[Task details]:
Would you reproduce the whole listing below without altering a single word?

[Source material]:

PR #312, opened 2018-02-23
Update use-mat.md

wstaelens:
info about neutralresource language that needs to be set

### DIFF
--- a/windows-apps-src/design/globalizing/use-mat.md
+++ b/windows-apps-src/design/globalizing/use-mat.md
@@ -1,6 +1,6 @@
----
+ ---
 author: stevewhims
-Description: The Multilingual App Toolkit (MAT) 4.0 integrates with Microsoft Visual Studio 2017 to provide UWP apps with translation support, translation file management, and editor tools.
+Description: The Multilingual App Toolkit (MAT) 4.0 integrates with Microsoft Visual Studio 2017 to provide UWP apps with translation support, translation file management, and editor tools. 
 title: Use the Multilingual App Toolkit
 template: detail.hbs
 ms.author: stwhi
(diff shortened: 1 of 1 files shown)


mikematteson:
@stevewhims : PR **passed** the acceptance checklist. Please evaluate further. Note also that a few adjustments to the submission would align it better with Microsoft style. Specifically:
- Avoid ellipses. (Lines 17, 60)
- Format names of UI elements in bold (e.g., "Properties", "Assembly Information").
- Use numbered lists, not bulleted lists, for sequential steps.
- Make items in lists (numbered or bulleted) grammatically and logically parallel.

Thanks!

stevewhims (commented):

[Reply to the exercise]:
PR #312, opened 2018-02-23
Update use-mat.md

wstaelens:
info about neutralresource language that needs to be set

### DIFF
--- a/windows-apps-src/design/globalizing/use-mat.md
+++ b/windows-apps-src/design/globalizing/use-mat.md
@@ -1,6 +1,6 @@
----
+ ---
 author: stevewhims
-Description: The Multilingual App Toolkit (MAT) 4.0 integrates with Microsoft Visual Studio 2017 to provide UWP apps with translation support, translation file management, and editor tools.
+Description: The Multilingual App Toolkit (MAT) 4.0 integrates with Microsoft Visual Studio 2017 to provide UWP apps with translation support, translation file management, and editor tools. 
 title: Use the Multilingual App Toolkit
 template: detail.hbs
 ms.author: stwhi
(diff shortened: 1 of 1 files shown)


mikematteson:
@stevewhims : PR **passed** the acceptance checklist. Please evaluate further. Note also that a few adjustments to the submission would align it better with Microsoft style. Specifically:
- Avoid ellipses. (Lines 17, 60)
- Format names of UI elements in bold (e.g., "Properties", "Assembly Information").
- Use numbered lists, not bulleted lists, for sequential steps.
- Make items in lists (numbered or bulleted) grammatically and logically parallel.

Thanks!

stevewhims (commented):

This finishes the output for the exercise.